$ cat post/net-split-in-the-night-/-we-scaled-it-past-what-it-knew-/-it-boots-from-the-past.md

20JUN16

net split in the night / we scaled it past what it knew / it boots from the past

Title: June 2016 - Kubernetes is Winning But What About My Legacy Monitoring?

June 20, 2016. The month the world seemed to pause as one of its most contentious votes was about to be cast.

I found myself reflecting on my own tech journey over a couple of cups of coffee that morning. As I sipped, the buzz from Hacker News stories like “UK votes to leave EU” and “Microsoft acquires LinkedIn for $26B” filled my head with thoughts of big changes ahead. Meanwhile, in the world of DevOps and infrastructure, Kubernetes was quietly gathering momentum, slowly overtaking Docker Swarm as the de facto standard for container orchestration.

But amidst all these headlines and buzzwords, I couldn’t shake off the nagging feeling that something critical wasn’t getting enough attention: my legacy monitoring stack.
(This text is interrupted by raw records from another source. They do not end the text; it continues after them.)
PR #7856, opened 2021-12-17
chore: update prettier globs and format files

nschonni:

refactoring

**Summary**

Updated to get a clean run with prettier running across all files. Ignore some generated and test content that shouldn't be formatted

**Other information**


Kikobeats:
Thanks for this; All PRs are broken linter was added but the code is not properly formatted.

If @johanbay @mathiasbynens approve this, we can rebase the rest of PRs 🙏

OrKoN:
I think for js files we use prettier through eslint to avoid conflicts. Would it work without conflicts with eslint? Thanks a lot for the PR and I appreciate if you can rebase it if it's compatible with eslint.

nschonni:
Yes, ESLint prettier passes out to the main library, and uses the same config

nschonni:
@OrKoN gave it a rebase and added in a few ignores from a CI failure. Unfortunately the prettierignore doesn't merge with gitignore currently, so there is a bit of duplication

nschonni:
Looks like there was a dangling reference to Markdownlint, so I removed that for now

nschonni:
looks like CI is happy this time

OrKoN (approved):

PR #7860, opened 2021-12-20
chore: use a modern disable-popup-blocking flag version

Kikobeats:
According to https://github.com/GoogleChrome/chrome-launcher/blob/master/docs/chrome-flags-for-tools.md#performance--web-platform-behavior

> `--block-new-web-contents` is the strict version of `--disable-popup-blocking`.

Non related but `--disable-features=ScriptStreaming` is missing and chrome-launcher recommends it as optimization. Should I add it?

### DIFF
--- a/src/node/Launcher.ts
+++ b/src/node/Launcher.ts
@@ -220,7 +220,7 @@ class ChromeLauncher implements ProductLauncher {
       '--disable-features=Translate',
       '--disable-hang-monitor',
       '--disable-ipc-flooding-protection',
-      '--disable-popup-blocking',
+      '--block-new-web-contents',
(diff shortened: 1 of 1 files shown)


Kikobeats:
I'm not sure tests are failing related to the code change (I can see most of the PRs builds are fail)

Any suggestion what's wrong there? @mathiasbynens @johanbay

Kikobeats:
.cc @OrKoN 🙏

OrKoN:
From the page you linked: `--block-new-web-contents: All pop-ups and calls to window.open will fail.` I don't think it's compatible with Puppeteer as it offers some support for window.open and pop-ups.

You see, a few years back when Docker first started to gain traction in our organization, I was tasked with setting up an Observability framework. Back then, we were using Nagios for alerting and Grafana for visualization. The setup worked but felt like a Frankenstein’s monster. It lacked the scalability and flexibility that modern DevOps practices required.

Now, as Kubernetes started to take hold, I found myself faced with a dilemma: how do you effectively monitor a cluster of containers without breaking the bank? Sure, Prometheus was becoming popular, but integrating it with our existing stack felt like reinventing the wheel. Plus, there were all these new tools and concepts floating around – GitOps, Kubernetes-native monitoring solutions, and more.

I sat down to map out my strategy. We had a few small apps running in containers already, so I started by setting up Prometheus as a service mesh sidecar. This would give us visibility into the inner workings of our services without having to change much on the application side. But then came the question: should we switch over completely from Nagios and Grafana?

The thought was daunting. It wasn’t just about replacing old tools; it was about changing how my team operated. I started a series of proof-of-concepts, testing various integrations with Prometheus and Grafana. Each day, as I dug deeper into the configurations, the weight of this decision settled heavier on me.

Then came the weekend. I spent hours staring at logs and metrics trying to understand where we were falling short. Our network traffic was still unpredictable due to the new architecture, and every time something went wrong, it felt like starting from scratch again.

On Monday, the team gathered for our regular stand-up. I laid out my findings and potential solutions. The room was quiet as everyone absorbed what I had just said. “Let’s do this,” I announced, trying to keep my voice steady. “We need to move towards a more modern monitoring stack, but we’ll take it step by step.”

There was a mix of nods and murmurs in response. Some were excited about the change, others worried about the complexity. We agreed that the migration would be gradual, with small wins along the way.

As I left the meeting, my mind was still racing. I knew this transition wouldn’t be easy, but it was necessary. The world of DevOps was moving fast, and if we didn’t adapt, our monitoring efforts could quickly become outdated.

Looking back, that day in June 2016 marked a turning point for me and my team. It wasn’t just about changing tools; it was about embracing change and continuously improving our approach to DevOps. And while the path forward was uncertain, I felt confident that we were taking the right steps towards a more scalable and flexible monitoring solution.

That’s how June 2016 felt in tech back then. A blend of big decisions and small victories, all wrapped up in an ever-evolving landscape of tools and standards.